Deciphering strand-asymmetrically modified CpG dyads in the DNA double-helix

Abstract

Alle Lebewesen müssen dafür Sorge tragen, in ihrem umfangreichen Erbgut die gerade für sie überlebensnotwendigen Gene von denen zu unterscheiden, die nicht gebraucht werden. Insbesondere mehrzellige Organismen müssen diesen Prozess zellspezifisch koordinieren, trotz dessen, dass hier dieselbe Erbinformation in allen Zellen des Individuums vorliegt. Ein Mechanismus, welcher diesem Zwecke dient, ist die Modifikation von DNA-Nukleobasen, den Bausteinen des Trägers der Erbinformation.
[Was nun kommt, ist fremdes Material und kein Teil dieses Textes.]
PR #1045, opened 2026-07-24
feat: #1043 1043-summary-when-speckit-feature

christrudelpw:
## Summary

Closes #1043

---


packages/orchestrator/src/worker/pr-manager.ts
```diff
@@ -145,6 +146,57 @@ export class PrManager {
...
+            issueNumber: this.issueNumber,
+            currentBranch: branch,
+            canonicalBranch: canonical.branchName,
+            source: canonical.source,
+            anchoringPrNumber: canonical.anchoringPrNumber,
+            action: 'no-op',
+          },
+          'workflow-reentry-branch-mismatch',
+        );
+        return undefined;
```
christrudelpw: **Blocking — no-op stalls PR creation (contradicts Q2=A).** When `resolveIssueBranch` returns a canonical `<N>-*` branch that differs from the current checkout AND has no open PR (`findPRForBranch` → null), this path returns `undefined` and never opens a PR. Scenario: a stale PR-less debris branch `<N>-old` exists on the remote and the worker is on the real work branch (re-entry past create_feature, or the resolver callback unwired — the exact "sole dedup site" case this guard targets) → the resolver picks the debris branch → no-op → the real implementation is left permanently PR-less until manual cleanup. Q2=A says PR-less branches must be *ignored*, not treated as canonical. The dedup test asserting "adoption target has no PR → no-op" cements the stall as intended — reconsider both.

packages/workflow-engine/src/actions/builtin/speckit/lib/feature.ts
```diff
@@ -297,10 +297,54 @@ export async function createFeature(input: CreateFeatureInput): Promise<CreateFe
...
+        err
+      );
+    }
+  }
+
+  // Create branch name using configured pattern (or resolver override / short_name).
+  const derivedBranchName = input.short_name
     ? `${featureNum}-${input.short_name}`
     : buildBranchNameFromPattern(branchConfig, featureNumInt, input.description);
+  const branchName = resolvedBranchName ?? derivedBranchName;
```
christrudelpw, line 335: **Blocking — cold re-entry clobbers the real spec (reintroduces #1043).** Binding `branchName` to the resolver's canonical branch here means the create-path (taken when `featureDir` is absent, i.e. a fresh/cold workspace) will `git checkout -b <canonical> origin/<canonical>` to restore the real branch, then the existing `writeFile(specFile, <template>)` (~L523) overwrites the real spec.md with a stub and pushes it onto the canonical PR — the exact spec-only-regeneration outcome #1043 targets, now landing on the *real* PR instead of a duplicate. The resume path (dir exists) is safe, so only cold-workspace re-entry clobbers, and no test covers it. Guard the create-path so a resolver-supplied canonical branch does not regenerate/overwrite an existing spec.

packages/workflow-engine/src/actions/builtin/speckit/lib/issue-branch-resolver.ts
```diff
@@ -0,0 +1,159 @@
...
+      issueNumber,
+      error: error instanceof Error ? error.message : String(error),
+    });
+  }
+
+  // Step 2: remote branches matching <N>-*, oldest by commit timestamp.
+  const candidateBranches: Array<{ name: string; timestamp: number }> = [];
+  let branchListFailed = false;
+  try {
+    const branches = await github.listBranches(owner, repo);
```
christrudelpw, line 99: **Blocking — un-paginated branch enumeration silently drops branches past page 1.** `listBranches` calls `gh api /repos/.../branches` with no `--paginate`/`per_page`, capping at GitHub's 30-per-page default. Q1=A makes remote branches the *sole* source of truth, so on a repo with >30 branches (generacy has far more), a `<N>-*` branch beyond page 1 is invisible → this resolver returns null when no open PR anchors the issue → createFeature falls back to slug derivation → a fresh divergent `<N>-*` branch + `specs/<N>-*` dir is created, reintroducing the orphaned-slug bug. Silent, no error. Paginate the enumeration (and note the companion `listOpenPullRequests --limit 100` cap on the PR path).

packages/workflow-engine/src/actions/builtin/speckit/lib/issue-branch-resolver.ts
```diff
@@ -0,0 +1,159 @@
...
+    const matching = branches.filter((b) => filter.test(b));
+    for (const name of matching) {
+      let timestamp = Number.POSITIVE_INFINITY;
+      try {
+        const raw = await git.raw([
```
christrudelpw, line 127: **Non-blocking — oldest-branch tiebreak degrades on a cold cache.** Selecting oldest via tip-commit `%ct` on `refs/remotes/origin/<name>` without a prior fetch throws for branches known only via the API (missing remote-tracking refs) → timestamp becomes `+Infinity` → the tiebreak silently falls back to alphabetical (not oldest), defeating the cold-cache resilience Q1=A was justified on. Also tip-commit time ≠ branch age (an actively-updated canonical branch can sort newer than stale debris). Consider fetching first, or ordering by branch creation.

christrudelpw (commented):
## Implementation review — request changes

Automated implementation review for #1043 (deterministic branch/PR dedup). **3 blocking findings** — as written, this fix can *reintroduce* the dup-PR / orphaned-implementation failure it targets (on cold-workspace re-entry and on repos with >30 branches), and can permanently stall PR creation. Details in the inline threads.

Grounded against the operator-approved clarifications: **Q1=A** (remote branches = sole source of truth), **Q2=A** (oldest open PR canonical; PR-less `<N>-*` branches ignored), **Q4=A** (first-derived slug wins), **Q5=A** (dedup applied unconditionally).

In Säugetieren wie Mensch und Maus kommt hierbei der Methylierung der DNA-Nukleobase Cytosin am Kohlenstoffatom C5 des Pyrimidinrings eine besondere Rolle zu. Sie findet auf beiden Strängen der DNA-Doppelhelix innerhalb des kurzen Sequenzpalindroms CpG statt und trägt entscheidend dazu bei, dass hier ortsspezifisch andere molekulare Interaktionen für die Expression der Erbinformationen notwendig werden. Da das Produkt 5-Methylcytosin für weitere enzymatische Modifikationen wie der Oxidation zu 5-Hydroxymethylcytosin, 5-Formylcytosin oder 5-Carboxycytosin zur Verfügung steht, können unterschiedliche Kombinationen dieser Cytosinderivate mit gänzlich einzigartigen chemischen Eigenschaften an den komplementären CpG-Paaren im DNA-Doppelstrang vorliegen. Ein Aspekt, der unter dem Gesichtspunkt der epigenetischen Funktion dieser Derivate in Ermangelung technologischer Innovation sie in natürlichem Chromatin zu untersuchen, bislang kaum erschlossen werden konnte. Inwiefern es nun möglich ist, solche Strang-symmetrischen oder Strang-asymmetrischen Kombinationen von Cytosinderivaten in diesen CpG-Paaren auf molekularer Ebene in der DNA-Doppelhelix zu erkennen und somit gegebenenfalls zu entschlüsseln, ist Gegenstand der vorliegenden Arbeit.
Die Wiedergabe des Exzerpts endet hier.